After filing a brief on the innocence claims of Troy Davis, who sits on death row and faces execution despite substantial evidence of actual innocence, before the Georgia Supreme Court in 2007, this month the Houston Institute filed a brief before the U.S. Supreme Court on behalf of 27 former judges and prosecutors. We argue that in examining whether exercising jurisdiction and demanding further evidentiary proceedings are warranted, the Supreme Court should consider the sui generis quantum of new evidence of “actual innocence” in Mr. Davis’ case, the unavailability of further judicial or other remedies, and the profound consternation within the courts as to whether he is actually innocent but without an adequate opportunity for judicial review.

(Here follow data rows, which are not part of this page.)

PR #92, opened 2015-06-23
Define mate flags for singleton reads

lbergelson:
Flags 0x2, 0x8, 0x20, 0x40, and 0x80 are meaningless if flag 0x1 is unset.  The current spec allows them to take any value in this case.  I propose to restrict these values to be unset instead of leaving them undefined.  

This would leave less degrees of freedom in implementing the spec and would make interoperability between different conforming implementations simpler.

### DIFF
--- a/SAMv1.tex
+++ b/SAMv1.tex
@@ -312,8 +312,7 @@ Each bit is explained in the following table:
     0x40 and 0x80 are unset, the index of the read in the template
     is unknown. This may happen for a non-linear template or the index
     is lost in data processing.
-  \item If 0x1 is unset, no assumptions can be made about 0x2, 0x8,
-    0x20, 0x40 and 0x80.
+  \item If 0x1 is unset, 0x2, 0x8, 0x20, 0x40 and 0x80 must be unset.
   \end{itemize}
 \item {\sf RNAME}: Reference sequence NAME of the alignment. If {\tt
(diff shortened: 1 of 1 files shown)


jmarshall:
This text previously changed in e6ca319516752ecdbc25b5880c41b1a4970dd0ec (rewording) and during TeXification (previously _Flag 0x02, 0x08, 0x20, 0x40 and 0x80 are only meaningful when flag 0x01 is present_).

Me, I am generally :+1: on specifying values for meaningless combinations of flags, as then the flag bits can be reused for other purposes for unpaired reads.  However in this case, these flags have been _don't care_ for many years, so it is a bit late to be tightening this.  Moreover, the suggested change pertains only to unpaired reads, and I suspect SAM/BAM files full of unpaired reads are uncommon in practice anyway.

So in this case, my opinion is :-1: this is best left as is in the spec.  HTSJDK should feel free to continue validating that these bits are unset (when 0x1 is unset) as a best practice, of course.

jmarshall:
Opinions, @nh13?

nh13:
I agree it is tough to enumerate all possibilities for the flag bit cases versus just stating the ones that have meaning (and by definitions others don't).   So :-1:  from me.

lh3:
I am -1 on this. I think it is safe to close this now. Thanks anyway.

Read our brief before the U.S. Supreme Court:
As Bob Herbert wrote in the New York Times:
This week Mr. Davis’s lawyers, led by Mr. Ewart of the Arnold & Porter law firm in Washington, filed a last-ditch, long-shot petition with the Supreme Court, asking it to intervene and allow Mr. Davis’s claims of innocence to be fully examined.
An extraordinary group of 27 former judges and prosecutors joined in an amicus brief in support of the petition. Among those who signed on were William Sessions, the former director of the F.B.I.; Larry Thompson, a U.S. attorney general from 2001-2003; the former Congressman Bob Barr, who was the U.S. attorney for the Northern District of Georgia from 1986-1990; and Rudolph Gerber, who was an Arizona trial and court of appeals judge from 1979-2001.
The counsel of record for the amicus brief is the Harvard law professor Charles Ogletree. The brief asserts that the Supreme Court should intervene “because Mr. Davis can make an extraordinary showing through new, never reviewed evidence that strongly points to his innocence, and thus his execution would violate the Constitution.”